Kayunga District's triumph over Cholera within its borders
Close collaboration between the government, SIDA, UNICEF, WHO and the World Vision saw an integrated response that averted the spread of Cholera in Kayunga District
Kayunga: - Kayunga District, Uganda, faced a formidable challenge when three cases of cholera emerged within the walls of Namagabi Primary School. In the wake of this health crisis, the community's response, fortified by the government and the United Nations Children’s Fund’s (UNICEF) steadfast support, was implemented within the first 48 hours of the outbreak.
Cholera, a deadly and fast-spreading disease, struck this community, revealing vulnerabilities that had to be addressed urgently. Notably, the swift intervention played a pivotal role in halting the outbreak.
The first crucial step was ensuring access to clean water. The school's water source was treated to prevent further contamination, and a safer alternative to the shadoof (a pole with a bucket and counterpoise used especially for raising water), situated too close to the toilet and posing a high infection risk, was provided, effectively curbing the spread of the disease.
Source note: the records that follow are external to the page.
Issue #1384, opened 2024-04-02
Documentation for the [extend] file is wrong


drclark-dev:
The documentation for [extend] config files states:
```
# Extend the base (this) configuration. When you extend a configuration
# the base rules take precedence over the extended rules. I.e., if there are
# duplicate rules in both the base configuration and the extended configuration
# the base rules will override the extended rules.
```

This seems counterintuitive because extensibility by definition adds to or modifies base functionality, and in fact after testing with an extend file that makes private-key just match on the substring `toto`  I see that it does in fact override the base rules.

```
title = "Test extend"

[extend]
useDefault = true

[[rules]]
description = "test"
id = "private-key"
regex = '''toto'''
```

And using the extend file I get a match based on the extend rule, not the base rule.

```
gitleaks detect --no-git -v -c ..\gitleaks-extend.toml

    ○
    │╲
    │ ○
    ○ ░
    ░    gitleaks

Finding:     totoo
Secret:      toto
RuleID:      private-key
Entropy:     1.000000
File:        test.txt
Line:        1
Fingerprint: test.txt:private-key:1

11:02AM INF scan completed in 13.3ms
11:02AM WRN leaks found: 1
```

In my opinion this is the desired functionality for an extend rule, and the documentation should be corrected to reflect it.

shearn89:
I'm currently battling with this but can't work out what's going on. I think the documentation is severely lacking.

My problem:
* I want to configure gitleaks via pre-commit to scan for secrets
* I want to define a list of files that are ignored (e.g. `.terraform.lock.hcl` which triggers for some reason)
* I want to exempt certain files from particular rules (e.g. we store some access key IDs in `constants.tf` and I want to stop getting nagged about it)

This is probably a common use case - "I've found a thing I need to allow list, how do I set that up" - and yet the documentation doesn't seem to provide a clear example.

bufferoverflow:
@zricethezav I suggest closing this as it is addressed by #1536

drclark-dev:
I see that this PR addresses a functional issue raised by @shearn89 but to my original point, the documentation should also be updated.  It says:

```
# Extend the base (this) configuration. When you extend a configuration
# the base rules take precedence over the extended rules. I.e., if there are
# duplicate rules in both the base configuration and the extended configuration
# the base rules will override the extended rules.
```

But the opposite is true. Extended rules take precedence over the base rules.

bufferoverflow:
[...]

Issue #1027, opened 2022-11-10
Additional documentation for "extending a central config"


weineran:
Add more documentation to the README around how to extend a central config. Currently we have to refer users to a blog post, which is not idea.

_Originally posted by @anuj147256 in https://github.com/zricethezav/gitleaks/discussions/1020_

bufferoverflow:
@zricethezav I suggest closing this as it is addressed by #1536

Issue #999, opened 2022-10-05
How to configure gitleaks


weineran:
Opening an issue for greater visibility for @zricethezav's latest blog post on gitleaks configuration: https://blog.gitleaks.io/stop-leaking-secrets-configuration-2-3-aeed293b1fbf

Read the blog post to learn:
* How to specify a custom config file
* How to pull in a central config file that can be used across multiple repos
* How to extend a central config file with a repo-specific config file
* Shameless plug: How to do all of the above using [Gitleaks-Action](https://gitleaks.io/products.html)

bufferoverflow:
@zricethezav I suggest closing this as it is addressed by #1536

PR #1536, opened 2024-09-28
fix: use regexTarget for extend config

bufferoverflow:
### Description:

Extend config is super useful, but if you have `regexTarget = "line"` within `[rules.allowlist]`, extend does not work.
The basic functionality works thanks to https://github.com/gitleaks/gitleaks/pull/1524 but `regexTarget` was missing.
Beside of this the adding keywords from base and extended rule into global keywords list is required to extend rules.
In addition some documentation to extend a rule has been added.

This should also solve:

- https://github.com/gitleaks/gitleaks/issues/999
- https://github.com/gitleaks/gitleaks/issues/1027
- https://github.com/gitleaks/gitleaks/issues/1384

### Checklist:

### DIFF
--- a/README.md
+++ b/README.md
@@ -300,6 +300,17 @@ stopwords = [
   '''endpoint''',
 ]
 
+# You can extend a particular rule from the default config. e.g., gitlab-pat
+# if you have defined a custom token prefix on your GitLab instance
+[[rules]]
+id = "gitlab-pat"
+# all the other attributes from the default rule are inherited
+
+[rules.allowlist]
+regexTarget = "line"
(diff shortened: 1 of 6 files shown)


rgmz:
Makes sense to me. :+1:

Do you think it'd be beneficial to have clear options for "update this inherited rule" versus "completely replace this inherited rule"? The logic for `[extend]` isn't fully fleshed out and likely a common source of confusion.

zricethezav:
Thanks for the catch. This LGTM 👍🏻. Great work @bufferoverflow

Using funding from UNICEF Regular Resources (RR)— the most flexible form of funding UNICEF receives for allocation to the most vulnerable children in the greatest and most urgent need, they are the 'lifeblood' of the organisation, funding the backbone of UNICEF’s country presence and programming as well as critical global technical expertise and core management functions, and from the Swedish International Development Cooperation Agency (SIDA) the response extended to every corner of the community.
Aquatabs, capable of purifying water, were distributed not only in schools but also in homes, ensuring that everyone had access to safe drinking water. Handwashing facilities were placed in selected schools and health facilities to promote handwashing, a fundamental practise in preventing cholera.
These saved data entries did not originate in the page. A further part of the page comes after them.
PR #1538, opened 2024-09-29
Store `Config` keywords as map

rgmz:
### Description:
This uses a `map` to deduplicate `Config.Keywords`.

### Checklist:

### DIFF
--- a/cmd/generate/config/utils/validate.go
+++ b/cmd/generate/config/utils/validate.go
@@ -11,20 +11,9 @@ import (
 	"strings"
 )
 
-func Validate(r config.Rule, truePositives []string, falsePositives []string) *config.Rule {
-	// normalize keywords like in the config package
-	var keywords []string
-	for _, k := range r.Keywords {
-		keywords = append(keywords, strings.ToLower(k))
-	}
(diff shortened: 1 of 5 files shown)


rgmz:
Hmm, lack of ordered output for the generated config could be more effort than it's worth.

zricethezav:
> Hmm, lack of ordered output for the generated config could be more effort than it's worth.
 
 Is this still a concern?

rgmz:
No. The original code only used a map in validate.go which resulted in random keyword order.

cmd/generate/config/utils/validate.go
```diff
@@ -81,5 +60,29 @@ func ValidateWithPaths(r config.Rule, truePositives map[string]string, falsePosi
 				Msg("Failed to Validate. False positive was detected by regex and/or path.")
 		}
 	}
-	return &r
+	return r
+}
+
+func createDetector(r *config.Rule) *detect.Detector {
```
zricethezav, line 66: **Suggestion**: @rgmz wdyt about renaming this `createSingleRuleDetector`? At first when I read this code I was like "wait why are we building a detector here?"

“Notably, the cholera response was immediate, within the first 48 hours,” says Odong Paul, the District Environmental Health Safety Specialist for Kayunga District, commending the government and partners’ efforts, stating, "I can conclude that we stopped the disease successfully because of UNICEF."
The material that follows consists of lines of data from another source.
Issue #1333, opened 2024-01-30
gitleaks detect consistently reports wrong commit information for some secrets


nicholas-arnica:
**Describe the bug**
`gitleaks detect` consistently reports the wrong commit information (`Commit`, `Author`, `Email`, `Date`, `Message`) for many findings.

The `StartLine`, `EndLine`, `StartColumn`, `EndColumn`, `Match`, `Secret`, and `File` are all correct.

We've observed this across several unrelated repositories.

(speculation) It looks like there may be a bug with parsing the `git log`s, as the `Message` field looks like it's appending git log information from the CORRECT commit. For example, in the example below, the commit message `gitleaks detect` reports is:

```
Merge branch 'BLAKE3' of github.com:BoloniniD/ClickHouse into BLAKE3

commit 645e156af6b362145fad82d714f8e70a5b5a55a8
Author: Meena Renganathan <Meena.Renganathan@ibm.com>
Date:   Wed Apr 6 14:50:10 2022 -0700

Updated the boringssl-cmake to match the latest broingssl module update
```

but the message for `f6ded7a51cf917bdb44097066fab608c0facde5b` is just
```
Merge branch 'BLAKE3' of github.com:BoloniniD/ClickHouse into BLAKE3
```

but if we `git log 645e156af6b362145fad82d714f8e70a5b5a55a8` (id taken from the "leaked" Message), we have:
```
commit 645e156af6b362145fad82d714f8e70a5b5a55a8
Author: Meena Renganathan <Meena.Renganathan@ibm.com>
Date:   Wed Apr 6 14:50:10 2022 -0700

    Updated the boringssl-cmake to match the latest broingssl module update
```

**To Reproduce**
1) Clone https://github.com/nicholas-gitgoat/ClickHouse
2) Run `gitleaks detect -r gitleaks.json`

Should have output similar to below
```
9:00AM WRN warning: exhaustive rename detection was skipped due to too many files.
9:00AM WRN warning: you may want to set your diff.renameLimit variable to at least 1128 and retry the command.
9:00AM INF 74007 commits scanned.
9:00AM INF scan completed in 2m5s
9:00AM WRN leaks found: 849
```

Edit: Use `gitleaks detect -s /home/nicholas/Projects/ClickHouse/ -r gitleaks.json --log-opts="^645e156af6^ 645e156af6 f6ded7a51cf917bdb44097066fab608c0facde5b"` for a quicker scan that doesn't take 2 minutes, and also reproduces the issue

[...]

PR #1542, opened 2024-09-30
Scan binary files

### LINKED ISSUE #1541: Scan binary files
Gitleaks does not scan binary files, opting to skip them instead. 

https://github.com/gitleaks/gitleaks/blob/c5b15c9d74036ca0c32134280c3d941b41e4f2d9/detect/git.go#L24-L27

Binary files should be scanned. A simple equivalent of `strings $file` would suffice for the initial implementation. The ability to scan more complex file types, such as archives, would be nice to have eventually.

N/A

**Additional context**
N/A

cc @zricethezav

rgmz:
### Description:
This is a rough implementation that fixes #1541.

General feedback on approach and potential optimizations are welcome.

TODO:
- [ ] Check mimetype?
- [ ] Handle bare repositories
- [ ] Decide whether it's better to copy files to tmp -> read mimetype -> read (scan), versus copy directly to a buffer.
- [x] Add handling for non-git
- [x] Add a limit for file size
- [ ] Add separate handling for binary and text files. Binary files cannot be safely split.
- [ ] Measure performance
- [ ] Add test cases

Anything else?

### Checklist:


detect/git.go
```diff
@@ -71,3 +86,94 @@ func (d *Detector) DetectGit(gitCmd *sources.GitCmd) ([]report.Finding, error) {
...
+	reader, err := file.Reader()
+	if err != nil {
+		return fmt.Errorf("failed to open file reader: %w", err)
+	}
+	defer func(reader io.ReadCloser) {
+		_ = reader.Close()
+	}(reader)
+
+	// Scan the reader.
+	findings, err := d.DetectReader(reader, 1*1024*1024)
```
rgmz, line 136: @zricethezav I'm trying to avoid duplicating code. Is there a meaningful difference between how [`DetectReader`](https://github.com/gitleaks/gitleaks/blob/c5b15c9d74036ca0c32134280c3d941b41e4f2d9/detect/reader.go#L11) and [`DetectFiles`](https://github.com/gitleaks/gitleaks/blob/c5b15c9d74036ca0c32134280c3d941b41e4f2d9/detect/directory.go#L42) work?

i.e., would it be reasonable for both `DetectGit` and `DetectFiles` to call `DetectReader` instead of implementing their own logic?

detect/reader.go
```diff
@@ -8,11 +8,11 @@ import (
 )
 
 // DetectReader accepts an io.Reader and a buffer size for the reader in KB
-func (d *Detector) DetectReader(r io.Reader, bufSize int) ([]report.Finding, error) {
-	reader := bufio.NewReader(r)
-	buf := make([]byte, 0, 1000*bufSize)
-	findings := []report.Finding{}
-
+func (d *Detector) DetectReader(r io.Reader) ([]report.Finding, error) {
```
rgmz, line 11: I think it's safe to remove `bufSize` here? It looks like the value was only used in `reader_test`, but removing it has no effect.

rgmz:
Testing is failing due to an abundance of "file not found" errors. This appears to be caused by #1333.
```
6:04PM ERR failed to scan binary file error="error getting file in tree: file not found" commit=bc26fcd27702806e96991764482078b3f0905f44 path=scripts/.scala/project_940fb43dce-2f45572b79/classes/main/inc$minus73.tasty
```

rgmz:
Superseded by #1841 or #1872.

A vital component of the fight against cholera was health education. Teachers and other health administrators were sensitised about best practices, empowering them to educate the students and the wider community effectively. UNICEF and the World Health Organization (WHO) joined hands to impart critical knowledge, fortifying the community's defences against future outbreaks.
A significant development was the installation of a Cholera Treatment Unit (CTU) at the local health facility (Namusaala Health Centre III). This establishment provided a dedicated space for managing cholera cases.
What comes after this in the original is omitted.